I don't think this only affects a small percentage of customers. Maybe only a small percentage will notice.
This will affect any user with a high standard deviation in their application's response time.
Lets take an extreme case as an example: An application that has an average response time of 100ms, however 1% of the responses have a 3s response time.
They have relatively small load and they only have 2 web dynos running.
The admin thinks: We have this occasional slow response, but it should be fine. When one dyno is chewing on the 3s task, the other dyno will pick up the slack. Wrong.
With random routing, when one dyno is chewing on the slow task, 50% of the incoming requests are stacking up in that dyno's queue. The other dyno may be able to easily handle it's load, but half of your responses are still getting hit with 3s+ delays.
This is an extreme example, but this is not a rare issue. As the admin, unless you know about this issue, you will be perplexed by the seemingly random slow response times your users will be reporting. You won't see the problem in your logs, or your New Relic performance reports, but your customers will notice.
As others have pointed out, a major selling point of Heroku is it is supposed to "just work." These sorts of issues are supposed to be intelligently handled by their super-slick infrastructure. In my opinion, this is a serious issue. The fact that this has been biting users for 3 years now and Heroku is only willing to address the problem after they get major bad press is disheartening.
I have always been impressed by Heroku, especially how they constantly step up, admit their mistakes, and appear to be as transparent as possible about how they will fix their issues. This situation is seriously disappointing.
I am sure this is a very difficult problem to solve at their scale, but this is really what we as customers are paying them to solve.
Assuming you keep your prices roughly the same, the computation needed for assigning an available dyno becomes exponentially harder(costlier) as more dynos are added to the ecosystem. Thats why they changed the intelligent routing to random routing; to save cpu cycles.
The decision made by heroku was not an engineering decision, it was a business decision. While it is quite a bit frustrating, it is understandable and I don't think it will change. Since reverting a whole infrastructure to its original no-longer-profitable position is generally not a smart move.
A simple intelligent router may have 2^n performance, but I cannot imagine there are not other solutions that would bring performance closer to linear. I am not a queue theory expert, but I know they are out there. This is a well studied area of CS.
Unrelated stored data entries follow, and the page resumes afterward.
PR #2252, opened 2021-02-04
Change NameValidator's type argument to an enum

Shane32:


src/GraphQL.ApiTests/GraphQL.approved.txt
```diff
@@ -2507,11 +2507,19 @@ namespace GraphQL.Utilities
         public TType GetMetadata<TType>(string key, TType defaultValue = default) { }
         public bool HasMetadata(string key) { }
     }
+    public enum NameType
```
sungam3r, line 2510: Will there be confusion with `NamedType`?

Shane32: I didn't think of that.  If you have a suggestion, I'm all ears.  I couldn't think of a good name.

Shane32: If you would rather skip this PR, that's fine too, as it shouldn't really matter.  But in principle I think an enum is the right choice for the method.

src/GraphQL/Utilities/NameType.cs
```diff
@@ -0,0 +1,33 @@
+namespace GraphQL.Utilities
+{
+    /// <summary>
+    /// Indicates a field, type, argument, enum or directive.
+    /// </summary>
+    public enum NameType
```
sungam3r, line 6: NamedElement ? "Type" can be confusing.

src/GraphQL/Utilities/NameType.cs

This is not only a problem for non-concurrent applications. It will become a problem as dyno usage increases for any application. The major factors will be the standard deviation of your response times and the number of responses you can handle per dyno. The issue just manifests first in applications that can only handle one request per dyno.
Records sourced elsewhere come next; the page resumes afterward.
PR #2259, opened 2021-02-05
Better type checks for NonNull and List

sungam3r:


src/GraphQL/Types/Composite/ListGraphType.cs
```diff
@@ -27,23 +16,48 @@ public ListGraphType(IGraphType type)
...
+        /// Initializes a new instance for the specified inner graph type.
+        /// </summary>
+        public ListGraphType()
+            : base(null)
+        {
+            _type = typeof(T);
+        }
+
+        /// <inheritdoc/>
+        public override Type Type => _type;
```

The purple line is a multi-threaded application.
No matter how concurrent your framework, it is still possible to overload the resources of a single dyno. When that happens, the router will continue to stack requests up in the queue.
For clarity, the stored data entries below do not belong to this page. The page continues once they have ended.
Issue #2257, opened 2021-02-05
How to change output of decimal scalar (removing tailing zeros)


grean:
In my database, i have a field of type decimal(12,6)
and when i want to get it with graphql endpoint, have an output of : 
"field" : 2.000000 with all the zeros..
How can i remove all of those trailing zeros in order to reduce the HTTP payload ?

In my REST WepApi, to achieved this, i used to take this class instead

```
public class DecimalJsonConverter : JsonConverter
    {
        public override bool CanConvert(Type objectType)
        {
            return objectType == typeof(decimal);
        }

        public override object ReadJson(JsonReader reader, Type objectType, object existingValue,
            JsonSerializer serializer)
        {
            if (reader.TokenType == JsonToken.Null)
            {
                return null;
            }
            else
            {
                return Convert.ToDecimal(reader.Value, CultureInfo.InvariantCulture);
            }

            //|| reader.TokenType == JsonToken.Float
            //|| reader.TokenType == JsonToken.Integer)
            //{

            //}
            //return reader.Value;
        }

        public override void WriteJson(JsonWriter writer, object value, JsonSerializer serializer)
        {
            writer.WriteRawValue(((decimal)value).ToString("G6", CultureInfo.InvariantCulture));
        }
    }
```

And i apply the convertion to the DTO´s field with an attribute like this : 
```
[JsonConverter(typeof(DecimalJsonConverter))]
 public decimal? Field { get; set; }
```
Thanks for your advices :)

sungam3r:
> and when i want to get it with graphql endpoint, have an output of :
"field" : 2.000000 with all the zeros..

It depends on the serializer you are using. We provide two. Please show how you configure your server (startup.cs / composition root). Both serializers have almost unlimited customization options. See constructors with serialization options [here](https://github.com/graphql-dotnet/graphql-dotnet/blob/master/src/GraphQL.NewtonsoftJson/DocumentWriter.cs) and [there](https://github.com/graphql-dotnet/graphql-dotnet/blob/master/src/GraphQL.SystemTextJson/DocumentWriter.cs).  

Also we have corresponding extensions [here](https://github.com/graphql-dotnet/server/blob/master/src/Transports.AspNetCore.NewtonsoftJson/GraphQLBuilderExtensions.cs) and [there](https://github.com/graphql-dotnet/server/blob/master/src/Transports.AspNetCore.SystemTextJson/GraphQLBuilderExtensions.cs) if you use server project.

[...]

PR #2270, opened 2021-02-09
Add schema types validation

sungam3r:


README.md
```diff
@@ -31,9 +31,8 @@ by [Marek Magdziak](https://github.com/mkmarek) and released with a MIT license.
 
 ## Documentation
 
-http://graphql-dotnet.github.io
-
-This site is in sync with `master` branch.
+1. http://graphql-dotnet.github.io - documentation site that is built from the [docs](/docs2/site/) folder in the `master` branch.
+2. https://graphql.org/learn - learn about GraphQL, how it works, and how to use it.
```
sungam3r, line 35: We get asked a lot of questions about the GraphQL basics.

src/GraphQL.Tests/Introspection/SchemaIntrospectionTests.cs
```diff
@@ -48,41 +48,15 @@ public async Task validate_core_schema_pascal_case(IDocumentWriter documentWrite
 
             var json = await documentWriter.WriteToStringAsync(executionResult);
 
-            ShouldBe(json, "IntrospectionResult".ReadJsonResult());
-        }
-
-        [Theory]
-        [ClassData(typeof(DocumentWritersTestData))]
-        public async Task validate_core_schema_doesnt_use_nameconverter(IDocumentWriter documentWriter)
```
sungam3r, line 56: After adding schema validation and fixing tests, it is no longer possible for name converter not to be called. Query must be defined and must have at least one field.

src/GraphQL.Tests/Introspection/SchemaIntrospectionTests.cs
```diff
@@ -48,41 +48,15 @@ public async Task validate_core_schema_pascal_case(IDocumentWriter documentWrite
...
-            public string NameForField(string fieldName, IComplexGraphType parentGraphType) => throw new Exception();
+            ShouldBe(json, "IntrospectionResult".ReadJsonResult().Replace("\"test\"", "\"Test\""));
         }
 
         public class TestQuery : ObjectGraphType
         {
             public TestQuery()
             {
                 Name = "TestQuery";
+                Field<StringGraphType>("test");
```
sungam3r, line 59: Every Object type **must** have fields.

src/GraphQL/Types/Collections/SchemaTypes.cs
```diff
@@ -412,6 +412,9 @@ private void HandleField(IComplexGraphType parentType, FieldType field, TypeColl
 
             if (field.ResolvedType == null)
             {
+                if (field.Type == null)
+                    throw new InvalidOperationException($"Both ResolvedType and Type properties on field '{parentType?.Name}.{field.Name}' are null.");
```
sungam3r, line 416: While fixing the tests, I discovered that NRE was happening a bit later in `AddTypeIfNotRegistered`

src/GraphQL/Utilities/Visitors/SchemaValidationVisitor.cs
```diff
@@ -0,0 +1,186 @@
+using System;
+using System.Linq;
+using GraphQL.Types;
+
+namespace GraphQL.Utilities
+{
+    internal sealed class SchemaValidationVisitor : BaseSchemaNodeVisitor
```
sungam3r, line 7: Many checks in this class are not achievable in practice (for example names starting with "__"), because we try to control the correctness of the schema definition as early as possible. Nevertheless, I'm sure it would be correct to have in this class the full set of checks required by the specification. Perhaps more will be added over time. Probably not if we go to have this class reflect standard spec requirements. Other checks can always be placed in other visitors.

README.md
```diff
@@ -31,9 +31,14 @@ by [Marek Magdziak](https://github.com/mkmarek) and released with a MIT license.
...
 ## Documentation
 
-http://graphql-dotnet.github.io
+1. http://graphql-dotnet.github.io - documentation site that is built from the [docs](/docs2/site/) folder in the `master` branch.
+2. https://graphql.org/learn - learn about GraphQL, how it works, and how to use it.
 
-This site is in sync with `master` branch.
+## Debugging
+
+All packages generated from this repository come with embedded pdb and support [Source Link](https://github.com/dotnet/sourcelink).
```
sungam3r, line 39: Ping @grean for https://github.com/graphql-dotnet/graphql-dotnet/issues/2257#issuecomment-776213185

src/GraphQL/Utilities/Visitors/SchemaValidationVisitor.cs
Shane32: Even if sealed, it should still be public so that a custom schema implementation can call it.

Shane32:
Are we going to move name validation in here?

src/GraphQL/Utilities/Visitors/SchemaValidationVisitor.cs
sungam3r: done

sungam3r:
I think not. At least not now. If some errors can be detected earlier, then that's good. We may have additional checks that are not in the specification. We can place them not only at the initialization stage of the schema.

Shane32 (approved):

What I see in that graph's purple line is that with the most basic concurrency you can have that is not nil, you get better times than some statistically optimal load-distributing solution (choice of two). I'd like to see similar graphs with 4, 8, or more workers to compare them.
There are probably some simple techniques whereby dynos can themselves approximate the throughput of routing-to-idle, while Heroku's load-balancers continue to route randomly. For example, if a 'busy' dyno could shed a request, simply throwing it back to get another random assignment, most jam-ups could be alleviated until most dynos are busy. (And even then, the load could be spread more evenly, even in the case of some long requests and unlucky randomization.) Heroku may just need to coach their customers in that direction.